Oyeron algo a la izquierda. Doblaron por esa galería mientras una carga arrasaba otro sector de la mina. Todo crujía y rechinaba. En algunos tramos la roca empezaba a ceder. Aun sin explosiones, todo iba a venirse abajo.

Los encontraron acurrucados junto a un montón de rocas que se habían desprendido del techo. Sean alzó a Willa en brazos mientras Quarry agarraba a Gabriel de la mano y se apresuraron todos a retroceder hacia la entrada.

Otra carga, a poco más de quince metros, los derribó violentamente. Se quedaron sentados unos momentos, escupiendo polvo, con los tímpanos doloridos y los miembros derrengados y a punto de desfallecer.
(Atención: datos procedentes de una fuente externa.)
PR #10226, opened 2017-10-09
3.4 - Resolved Consistency check errors in backup

phughk:
Before applying this patch, the neo4j-admin backup tool can fail
performing a backup. This is due to the omission of the step to recover
a store once it has been copied. The solution is starting a temporary
embedded database after every full backup.


enterprise/backup/src/main/java/org/neo4j/backup/BackupFlow.java
```diff
@@ -22,17 +22,21 @@
...
 import org.neo4j.consistency.ConsistencyCheckService;
 import org.neo4j.consistency.checking.full.ConsistencyFlags;
 import org.neo4j.helpers.progress.ProgressMonitorFactory;
+import org.neo4j.io.pagecache.PageCache;
 import org.neo4j.kernel.configuration.Config;
+import org.neo4j.kernel.internal.GraphDatabaseAPI;
 import org.neo4j.logging.LogProvider;
 
 import static java.lang.String.format;
+import static org.neo4j.backup.BackupProtocolService.startTemporaryDb;
```
martinfurmanski: Some imports here look superfluous.

enterprise/backup/src/main/java/org/neo4j/backup/AbstractBackupSupportingClassesFactory.java
```diff
@@ -106,6 +116,11 @@ private static BackupDelegator backupDelegator( RemoteStore remoteStore, CatchUp
         return new BackupDelegator( remoteStore, catchUpClient, storeCopyClient, new ClearIdService( new IdGeneratorWrapper() ) );
     }
 
+    private static PageCache createPageCache( FileSystemAbstraction fileSystemAbstraction, Config config )
```
martinfurmanski, line 105: Wrapping just one call seems a bit superfluous. You could just import ConfigurableStandalonePageCacheFactory.createPageCache and the code line would be exactly the same.

enterprise/backup/src/main/java/org/neo4j/backup/AbstractBackupSupportingClassesFactory.java
```diff
@@ -77,8 +84,11 @@
      */
     BackupSupportingClasses createSupportingClassesForBackupStrategies( Config config )
     {
-        PageCache pageCache = ConfigurableStandalonePageCacheFactory.createPageCache( fileSystemAbstraction, config );
-        return new BackupSupportingClasses( backupDelegatorFormConfig( pageCache, config ), haFromConfig( pageCache ) );
+        PageCache pageCache = createPageCache( fileSystemAbstraction, config );
+        return new BackupSupportingClasses(
+                backupDelegatorFormConfig( pageCache, config ),
```
andrewkerr9000: `From` rather than `Form`?

enterprise/backup/src/main/java/org/neo4j/backup/BackupFlow.java
andrewkerr9000: Unneeded imports?

enterprise/backup/src/main/java/org/neo4j/backup/BackupProtocolService.java
```diff
@@ -93,14 +93,12 @@
...
 
-    static final String DIFFERENT_STORE_MESSAGE = "Target directory contains full backup of a logically different store.";
-
     private final Supplier<FileSystemAbstraction> fileSystemSupplier;
     private final LogProvider logProvider;
     private final Log log;
     private final OutputStream logDestination;
     private final Monitors monitors;
-    private final Optional<PageCache> pageCacheOptional;
+    private final PageCache pageCache;
```
andrewkerr9000, line 104: Does pageCache need to be closed?

enterprise/backup/src/main/java/org/neo4j/backup/BackupProtocolService.java
```diff
@@ -109,8 +107,8 @@
 
     BackupProtocolService( OutputStream logDestination )
     {
-        this( DefaultFileSystemAbstraction::new, FormattedLogProvider.toOutputStream( logDestination ), logDestination,
-                new Monitors(), null );
+        this( DefaultFileSystemAbstraction::new, FormattedLogProvider.toOutputStream( logDestination ), logDestination, new Monitors(),
```
andrewkerr9000, line 113: The other constructor has `pageCache` annotated with `@Nullable` which isn't true any more.

enterprise/backup/src/main/java/org/neo4j/backup/ExistingBackupWithDifferentStoreException.java
```diff
@@ -0,0 +1,40 @@
...
+ * You should have received a copy of the GNU Affero General Public License
+ * along with this program. If not, see <http://www.gnu.org/licenses/>.
+ */
+package org.neo4j.backup;
+
+import java.io.File;
+
+import org.neo4j.kernel.impl.store.MismatchingStoreIdException;
+
+class ExistingBackupWithDifferentStoreException extends RuntimeException
```
andrewkerr9000: If this is being caught should it be a `RuntimeException`?

enterprise/backup/src/test/java/org/neo4j/backup/OnlineBackupCommandCcIT.java
```diff
@@ -137,6 +148,44 @@ public void backupCanNotBePerformedOverBackupProtocol() throws Exception
...
+    public void dataIsInAUsableStateAfterBackup() throws Exception
+    {
+        // given database exists
+        Cluster cluster = startCluster( recordFormat );
+
+        // and the database has indexes
+        createIndexes( cluster.getDbWithAnyRole( Role.LEADER ).database() );
+
+        // and the database is being populated
+        AtomicBoolean continueFlagReference = new AtomicBoolean( false );
```
andrewkerr9000: Should this start as `true`?

andrewkerr9000 (commented):
Mostly minor comments, but there may be a bug in a test case.

enterprise/backup/src/main/java/org/neo4j/backup/BackupProtocolService.java
phughk: The page cache isn't opened here, so closing also doesn't happen here. Additionally closing it here will cause the other strategies not to work as they rely on the same page cache.

enterprise/backup/src/test/java/org/neo4j/backup/OnlineBackupCommandCcIT.java
```diff
@@ -157,9 +206,9 @@ public static DbRepresentation createSomeData( GraphDatabaseService db )
     {
         try ( Transaction tx = db.beginTx() )
```
martinfurmanski: Cluster has a coreTx(..) method which would be good to use here and in other places because it can cope with leader-switches. This is one of the main reasons for tests being flaky.

enterprise/backup/src/main/java/org/neo4j/backup/ExistingBackupWithDifferentStoreException.java
phughk: Changed to a `Exception`, thanks!

enterprise/backup/src/main/java/org/neo4j/backup/BackupProtocolService.java
phughk: Addressed

enterprise/backup/src/main/java/org/neo4j/backup/ExistingBackupWithDifferentStoreException.java
```diff
@@ -0,0 +1,40 @@
...
+{
+    static final String DIFFERENT_STORE_MESSAGE = "Target directory contains full backup of a logically different store.";
+    private static final String BACKUP_LOCATION_MESSAGE = "Directory `%s` contains full backup of a logically different store.";
+
+    ExistingBackupWithDifferentStoreException( MismatchingStoreIdException mismatchingStoreIdException )
+    {
+        super( DIFFERENT_STORE_MESSAGE, mismatchingStoreIdException );
+    }
+
+    ExistingBackupWithDifferentStoreException( ExistingBackupWithDifferentStoreException cause, File backupLocation )
```
martinfurmanski: Should the cause really be of the same type?

enterprise/backup/src/main/java/org/neo4j/backup/ExistingBackupWithDifferentStoreException.java
```diff
@@ -0,0 +1,40 @@
...
+ * You should have received a copy of the GNU Affero General Public License
+ * along with this program. If not, see <http://www.gnu.org/licenses/>.
+ */
+package org.neo4j.backup;
+
+import java.io.File;
+
+import org.neo4j.kernel.impl.store.MismatchingStoreIdException;
+
+class ExistingBackupWithDifferentStoreException extends Exception
```
martinfurmanski: Could you perhaps avoid introducing ExistingBackupWithDifferentStoreException altogether and just create MismatchingStoreIdExceptions, perhaps with a supporting class/factory if you want to factor out the messages? My thinking is that you for example won't have to catch both exceptions in BackupFlow.java and check the cause() for special handling.

enterprise/backup/src/test/java/org/neo4j/backup/OnlineBackupCommandCcIT.java
phughk: Reworded and corrected to `true` for clarity

enterprise/backup/src/main/java/org/neo4j/backup/BackupFlow.java
phughk: Addressed

enterprise/backup/src/main/java/org/neo4j/backup/AbstractBackupSupportingClassesFactory.java
phughk: Addressed

enterprise/backup/src/test/java/org/neo4j/backup/OnlineBackupCommandCcIT.java
```diff
@@ -137,6 +148,44 @@ public void backupCanNotBePerformedOverBackupProtocol() throws Exception
...
+        createIndexes( cluster.getDbWithAnyRole( Role.LEADER ).database() );
+
+        // and the database is being populated
+        AtomicBoolean populateDatabaseFlag = new AtomicBoolean( true );
+        new Thread( () -> repeatedlyPopulateDatabase( clusterLeader( cluster ).database(), populateDatabaseFlag ) )
+                .start(); // populate db with number properties etc.
+        oneOffShutdownTasks.add( () -> populateDatabaseFlag.set( false ) ); // kill thread
+
+        // then backup is successful
+        String ip = TestHelpers.backupAddressCc( clusterLeader( cluster ).database() );
```
martinfurmanski: Not really an ip. Perhaps address or hostnamePort?

martinfurmanski (changes requested):
Looks mostly good to me, just a few minor comments.

enterprise/backup/src/main/java/org/neo4j/backup/BackupFlow.java
phughk: Addressed

enterprise/backup/src/main/java/org/neo4j/backup/AbstractBackupSupportingClassesFactory.java
phughk: Addressed

enterprise/backup/src/test/java/org/neo4j/backup/OnlineBackupCommandCcIT.java
phughk: Addressed

enterprise/backup/src/test/java/org/neo4j/backup/OnlineBackupCommandCcIT.java
phughk: Addressed

enterprise/backup/src/main/java/org/neo4j/backup/ExistingBackupWithDifferentStoreException.java
phughk: Addressed - removed

enterprise/backup/src/main/java/org/neo4j/backup/ExistingBackupWithDifferentStoreException.java
phughk: Addressed - removed `ExistingBackupWithDifferentStoreException` class

phughk:
Changes addressed

enterprise/backup/src/test/java/org/neo4j/backup/OnlineBackupCommandHaIT.java
```diff
@@ -97,27 +124,65 @@ public void makeSureBackupCanBePerformedWithCustomPort() throws Exception
...
+    {
+        while ( continueFlagReference.get() )
+        {
+            createSomeData( db );
+        }
+    }
+
+    private void createIndexes( GraphDatabaseService db )
+    {
+        try ( Transaction tx = db.beginTx() )
```
martinfurmanski, line 182: This also needs coreTx(..).

enterprise/kernel/src/test/java/org/neo4j/util/TestHelpers.java
```diff
@@ -76,7 +80,15 @@ public static int runBackupToolFromOtherJvmToGetExitCode( File neo4jHome, String
         return new ProcessStreamHandler( process, false ).waitForResult();
     }
 
-    public static String backupAddress( GraphDatabaseAPI graphDatabase )
+    public static String backupAddressCc( GraphDatabaseAPI graphDatabase )
+    {
+        ListenSocketAddress hostnamePort = graphDatabase.getDependencyResolver().resolveDependency( Config.class ).get(
+                listenAddress( "causal_clustering.transaction_listen_address", 6000 ) );
```
martinfurmanski, line 86: I think you should be fine with just config.get( CausalClusteringSettings.xxx ).

enterprise/backup/src/test/java/org/neo4j/backup/OnlineBackupCommandCcIT.java
```diff
@@ -149,21 +198,28 @@ private Cluster startCluster( String recordFormat )
...
+                Node node = coreGraphDatabase.createNode( label );
+                node.setProperty( PROP_NAME, "Neo" );
+                node.setProperty( PROP_RANDOM, Math.random() * 10000 );
+                coreGraphDatabase.createNode().createRelationshipTo( node, RelationshipType.withName( "KNOWS" ) );
+                transaction.success();
+            } );
+        }
+        catch ( Exception e )
+        {
+            e.printStackTrace();
```
martinfurmanski: Just let the exception through. The coreTx(..) method will retry on any transient failures. Any other exceptions should be considered issues and bubble up to fail the test.

martinfurmanski (changes requested):

enterprise/backup/src/test/java/org/neo4j/backup/OnlineBackupCommandHaIT.java
phughk: This is in the HA part of the integration tests, therefore it doesn't have `coreTx`; Not addressed

enterprise/kernel/src/test/java/org/neo4j/util/TestHelpers.java
phughk: Actually this would cause a circular dependency; It's surprising that the string works though.

enterprise/backup/src/test/java/org/neo4j/backup/OnlineBackupCommandCcIT.java
phughk: Actually this code is called within a Thread, so it is more convenient to wrap it here than to have the method declare it throws and have to wrap it anyway in the Thread declaration. Not addressed, but used `launderedException` instead of `printStackTrace`

enterprise/backup/src/main/java/org/neo4j/backup/BackupCopyService.java
```diff
@@ -57,6 +61,10 @@ public void moveBackupLocation( File oldLocation, File newLocation ) throws Comm
     boolean backupExists( File destination )
     {
         File[] listFiles = outsideWorld.fileSystem().listFiles( destination );
+        List<String> filenames = Stream.of( Optional.ofNullable( listFiles ).orElse( new File[]{} ) )
+                .map( File::getName )
+                .collect( Collectors.toList() );
+        System.out.format( "List of backup files for `%s` are: %s\n", destination, filenames );
```
phughk: TODO delete

martinfurmanski (approved):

Volvieron a ponerse de pie y avanzaron tambaleándose. La entrada ya estaba a la vista. Distinguieron la luz del sol. Sean se arrancó a correr como nunca en su vida, estrechando a Willa contra su pecho. Tenía la sensación de que el corazón se le iba a salir del pecho.

Cuando cruzaron la entrada, dejó a la niña en el suelo.

—Corre, cariño. Corre.

La niña salió disparada hacia Michelle, que había conseguido incorporarse aferrándose a un promontorio rocoso.

En el interior de la mina, Quarry, siempre tan recio pero ahora exhausto hasta un extremo inaudito, tropezó con una piedra y se desplomó. Gabriel se detuvo.

—¡Sigue, Gabriel, sigue!

Gabriel no obedeció. Retrocedió y le ayudó a levantarse.

Corrieron hacia la puerta, hacia la luz. El cielo de Alabama tenía un tono precioso y el sol relucía con calidez.

Sean ya se internaba en la mina de nuevo. Los vio venir.

—¡Vamos! —rugió—. Vamos.

Agarró a Gabriel de la mano y lo arrastró consigo.

Michelle y Willa observaban desde lejos. En la oscuridad de la galería, distinguieron la silueta de los dos hombres y del chico, corriendo con todas sus fuerzas.

—¡Vamos! —gritó Willa.

—¡Corre, Sean! —añadió Michelle.

Un metro.

Medio.

Sean cruzó la entrada.

La última carga estalló.

La montaña vomitó una gran oleada de polvo y humo y la mina se desmoronó por completo.

Cuando la polvareda se despejó, Sean yacía boca arriba cubierto de tierra y cascotes.

Encima de él, estaba Gabriel. Todavía respiraba.

De Sam Quarry no había ni rastro, sin embargo. Seguía en la mina, bajo toneladas de roca.